(Stored data entries)
# # #

PR #5558, opened 2017-12-18
Document network diagnostic tool

### LINKED ISSUE #5555: Review daemon config networking diagnosis feature for docs impact
New daemon config for networking diagnosis moby/moby#35677

mistyhacks:
Document the network diagnostic tool introduced in moby/moby#35677

Fixes #5555 

cc/ @fcrisciani

Not sure if we should really be documenting the CLI at all. It's not great that the API isn't documented in Swagger.

I'm also not 💯 clear on the use  case for this or the type of info you'd use it to get.

### DIFF
--- a/engine/userguide/networking/network-debug.md
+++ b/engine/userguide/networking/network-debug.md
@@ -1,0 +1,212 @@
+---
+description: Learn to use the built-in network debugger to debug overlay networking problems
+keywords: network, troubleshooting, debug
+title: Debug overlay or swarm networking issues
+---
+
+Docker CE 17.12 and higher introduce a network debugging tool designed to help
+debug issues with overlay networks and swarm services running on Linux hosts.
+When enabled, a network diagnostic server listens on the specified port and
+provides diagnostic information. The network debugging tool should only be
+started to debug specific issues, and should not be left running all the time.
+
+Information about networks is stored in a database, which can be examined using
+the API. The database consists of one table per network.
+
+The Docker API exposes endpoints to query and control the network debugging
+tool. CLI integration is provided as a preview, but the implementation is not
+yet considered stable and commands and options may change without notice.
+
+## Enable the diagnostic tool
+
+The tool currently only works on Docker hosts running on Linux. Repeat these
+steps for each node participating in the swarm.
+
+1.  Set the `network-diagnostic-port` to a port which is free on the Docker
+    host, in the `/etc/docker/daemon.json` configuration file.
+
+    ```json
+    “network-diagnostic-port”: <port>
+    ```
+
+2.  Get the process ID (PID) of the `dockerd` process. It is the second field in
+    the output, and is typically a number from 2 to 6 digits long.
+
+    ```bash
+    $ ps aux |grep dockerd | grep -v grep
+    ```
+
+3.  Reload the Docker configuration without restarting Docker, by sending the
+    `HUP` signal to the PID you found in the previous step.
+
+    ```bash
+    kill -HUP <pid-of-dockerd>
+    ```
+
+A message like the following will appear in the Docker host logs:
+
+```none
+Starting the diagnose server listening on <port> for commands
+```
+
+## Disable the diagnostic tool
+
+Repeat these steps for each node participating in the swarm.
+
+1.  Remove the `network-diagnostic-port` key from the `/etc/docker/daemon.json`
+    configuration file.
+
+2.  Get the process ID (PID) of the `dockerd` process. It is the second field in
+    the output, and is typically a number from 2 to 6 digits long.
+
+    ```bash
+    $ ps aux |grep dockerd | grep -v grep
+    ```
+
+3.  Reload the Docker configuration without restarting Docker, by sending the
+    `HUP` signal to the PID you found in the previous step.
+
+    ```bash
+    kill -HUP <pid-of-dockerd>
+    ```
+
+A message like the following will appear in the Docker host logs:
+
+```none
+Disabling the diagnose server
+```
+
+## Access the diagnostic tool's API
+
+The network diagnostic tool exposes its own RESTful API. To access the API,
+send a HTTP request to the port where the tool is listening. The following
+commands assume the tool is listening on port 2000.
+
+Examples are not given for every endpoint.
+
+### Get help
+
+```bash
+$ curl localhost:2000/help
+
+OK
+/updateentry
+/getentry
+/gettable
+/leavenetwork
+/createentry
+/help
+/clusterpeers
+/ready
+/joinnetwork
+/deleteentry
+/networkpeers
+/
+/join
+```
+
+### Join or leave the swarm
+
+```bash
+$ curl localhost:2000/join?members=ip1,ip2,...
+```
+
+```bash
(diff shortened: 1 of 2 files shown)


engine/userguide/networking/network-debug.md
```diff
@@ -0,0 +1,212 @@
...
+---
+
+Docker CE 17.12 and higher introduce a network debugging tool designed to help
+debug issues with overlay networks and swarm services running on Linux hosts.
+When enabled, a network diagnostic server listens on the specified port and
+provides diagnostic information. The network debugging tool should only be
+started to debug specific issues, and should not be left running all the time.
+
+Information about networks is stored in a database, which can be examined using
+the API. The database consists of one table per network.
```
fcrisciani: `The database consists of one table per network.` would remove this, it is actually 2 per network so far, but not really of interest

fcrisciani: `The database consists of one table per network.` I would remove this, the number is actually 2 at the moment, but is not really relevant

engine/userguide/networking/network-debug.md
```diff
@@ -0,0 +1,212 @@
...
+/clusterpeers
+/ready
+/joinnetwork
+/deleteentry
+/networkpeers
+/
+/join
+```
+
+### Join or leave the swarm
```
fcrisciani: Join leave the network database cluster

engine/userguide/networking/network-debug.md
```diff
@@ -0,0 +1,212 @@
...
+```bash
+$ curl localhost:2000/<method>?nid=<network id>&tname=<table name>&key=<key>[&value=<value>]
+```
+
+## Access the diagnostic tool's CLI
+
+The CLI is provided as a preview and is not yet stable. Commands or options may
+change at any time.
+
+The CLI executable is called `debugClient` and is made available using a
```
fcrisciani: right now is called `diagnosticClient`

engine/userguide/networking/network-debug.md
mistyhacks: How are you supposed to know what the table name is that you want to dump? I couldn't figure this out.

fcrisciani: the idea is that the majority of the people will use the client that abstracts this detail and deserialize the structures of the database.
The tables are the `endpoint_table` and the `overlay_peer_table`

mistyhacks:
I think one of my questions got hidden addressing your feedback, @fcrisciani . I don't understand how the database tables are named. Can I give the user a clue, since they need to specify the table name in some of the commands?

mistyhacks:
I think this is ready. PTAL again.

engine/userguide/networking/network-debug.md
```diff
@@ -0,0 +1,219 @@
...
+title: Debug overlay or swarm networking issues
+---
+
+Docker CE 17.12 and higher introduce a network debugging tool designed to help
+debug issues with overlay networks and swarm services running on Linux hosts.
+When enabled, a network diagnostic server listens on the specified port and
+provides diagnostic information. The network debugging tool should only be
+started to debug specific issues, and should not be left running all the time.
+
+Information about networks is stored in a database, which can be examined using
```
ddebroy: `stored in a database`: how about a little more details around the networkdb:
1. What kind of information is stored?
2. Mention that the database is shared/clustered across all nodes.

engine/userguide/networking/network-debug.md
```diff
@@ -0,0 +1,219 @@
...
+/createentry
+/help
+/clusterpeers
+/ready
+/joinnetwork
+/deleteentry
+/networkpeers
+/
+/join
+```
```
ddebroy: Shouldn't the `leave` endpoint be listed here too?

engine/userguide/networking/network-debug.md
```diff
@@ -0,0 +1,219 @@
...
+
+### Join or leave the network database cluster
+
+```bash
+$ curl localhost:2000/join?members=ip1,ip2,...
```
ddebroy: It might be good to clarify `ip1`, `ip2`. Maybe add a note that they are the IPs of the nodes in the swarm? Ideal would be an example with a `docker node ls` and `docker node inspect` showing the IP addresses.

engine/userguide/networking/network-debug.md
```diff
@@ -0,0 +1,219 @@
...
+| -v            | Enable verbose output.                          |
+
+### Access the CLI
+
+The CLI is provided as a container that needs to run using privileged mode.
+
+1.  To run the container, use a command like the following:
+
+    ```bash
+    $ docker container run --name net-diagnostic -d --privileged --network host fcrisciani/network-diagnostic
```
ddebroy: How about we push the containerized tool to `docker` org in hub?

mistyhacks:
Most of these are not really docs issues. @fcrisciani can you please provide some more info here?

cc/ @thaJeztah

engine/userguide/networking/network-debug.md
```diff
@@ -0,0 +1,219 @@
...
+When enabled, a network diagnostic server listens on the specified port and
+provides diagnostic information. The network debugging tool should only be
+started to debug specific issues, and should not be left running all the time.
+
+Information about networks is stored in a database, which can be examined using
+the API.
+
+The Docker API exposes endpoints to query and control the network debugging
+tool. CLI integration is provided as a preview, but the implementation is not
+yet considered stable and commands and options may change without notice.
```
thaJeztah: We should add a big fat warning that this tool should be used with care, as (IIUC) incorrect use of the tool can destroy/damage the network (it's not a read-only tool), and also expose information about your cluster's configuration that should be kept private (so don't expose this API outside of the host).

engine/userguide/networking/network-debug.md
```diff
@@ -0,0 +1,219 @@
...
+
+    ```json
+    “network-diagnostic-port”: <port>
+    ```
+
+2.  Get the process ID (PID) of the `dockerd` process. It is the second field in
+    the output, and is typically a number from 2 to 6 digits long.
+
+    ```bash
+    $ ps aux |grep dockerd | grep -v grep
```
thaJeztah: If running with systemd (perhaps it's ok to assume that's the case), it's possible to use `systemctl reload docker`

engine/userguide/networking/network-debug.md
thaJeztah: Agreed; but that can be handled separate from this PR (and this reference updated in a follow-up)

engine/userguide/networking/network-debug.md
thaJeztah: Yes, I think that's useful (at least for one of the examples)

mistyhacks:
@fcrisciani We have decided not to doc this officially. Please use the contents of this PR to develop a README for https://github.com/docker/libnetwork/. After you have done so, please ping me to link to the readme from the `dockerd` doc in `docker/cli` repo.

mistyhacks:
@fcrisciani Please also include cautions about potential to harm the network, in the upstream `README`.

# # #

The answer must consist of every line from the records above that holds "steps".

--- WRITTEN ANSWER ---
+steps for each node participating in the swarm.
+Repeat these steps for each node participating in the swarm.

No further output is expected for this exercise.